Конечно, лишь чудится. Разве возможно, чтобы матушка была в себе не уверена?
– А что вы? Оставайтеся. Молчать я буду, тут уж ты сама знаешь. Такие клятвы до самой могилы… вредить не стану…
– Люди будут говорить…
– А какое тебе до людей дело-то? – Отец отряхивается. – Пускай себе брешут на здоровье… слушай, я не хочу с тобой воевать. А жить мирно у нас не выходит.
– Нет.
Она поворачивается спиной, и спина эта выражает лишь презрение к смешному и слабому человеку, которого все отчего-то считали сильным. Отец лишь руками развел.
– Бабская дурь, – сказал он, обращаясь к нему. И, кивок получив в ответ, вздохнул. – Ничего… пускай кобенится. На сей раз по-моему будет.
Он ошибся.
Все ошиблись.
– С тобой все в порядке? – Этот ласковый, участливый голос выдергивает из болезненных воспоминаний, но лишь затем, чтобы он мог ответить.
– Голова раскалывается.
Правда.
Раскалывается. Разваливается на куски, как те сундуки, в которых хранилось…
Тяжесть.
И солнце, которое невыносимо ярким сделалось. Слабость проклятая, когда у него не хватает сил на то, чтобы сесть. И он лежит, глядит в окно, на ставни, сквозь которые пробивается узкая полоса света.
– Ты как? – Звонка сидит у постели. Он пропустил момент ее появления. Вот не было. А вот и есть. Не одна пришла, но со звонкой птахой в клетке плетеной. – Посмотри, что мне отец купил!
Птаха мечется.
Чует мертвечину.

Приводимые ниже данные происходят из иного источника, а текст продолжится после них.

PR #1187, opened 2023-11-14
fix cp.async L2 prefetch typo

reed-lau:
fix a typo for cp.async L2 prefetch.

And I also found that, the copy_traits will always forward the SM80_CP_ASYNC_CACHEGLOBAL to SM80_CP_ASYNC_CACHEGLOBAL_ZFILL(https://github.com/NVIDIA/cutlass/blob/main/include/cute/atom/copy_traits_sm80.hpp#L57, https://github.com/NVIDIA/cutlass/blob/main/include/cute/atom/copy_traits_sm80.hpp#L79).
Thus the SM80_CP_ASYNC_CACHEGLOBAL's implementation will never be called any more, should we delete it?


hwu36:
@thakkarV  for the question above

thakkarV:
I don't think we should delete the unused ones, as someone else may need them at some point. but this is indeed a typo.

reed-lau:
Hi, @hwu36 could you help merge it? or do I need more modification?

hwu36 (approved):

А он смотрит… на птаху?
На Звонку?
– Он сказал, что мы скоро уедем. Я не хочу уезжать. – Звонка накидывает на клетку клетчатый платок.
– И я не хочу.
Без нее станет совсем темно. Но может, в этом спасение? В темноте спокойно, почти как сейчас. Она уйдет, и… и ему позволено будет закрыть глаза. Остановится. И дыхание оборвется.
Он снова умрет.
Если повезет, то навсегда.
– Ты совсем заболел. – Холодная ладошка ложится на лоб. Она легка, что перышко. И удивительно тепла. – Я сперва не поверила. Думала, она заперла… отчего целителя не кликнет?
– Оттого, дитя, – матушка ступает мягко, и ни одна доска не смеет выдать ее приближение скрипом, – что я сама целительница.
– Да? – Звонкина рука дрожит.
Она боится матушки. Но ныне та добра.
– Да, так получилось… меня учили… пусть не в Акадэмии, но учителя были хорошими.
Матушка протягивает влажный платок:
– Оботри ему лицо… он упрямится, как все мальчишки, болеть не любит… но ничего, скоро он поправится.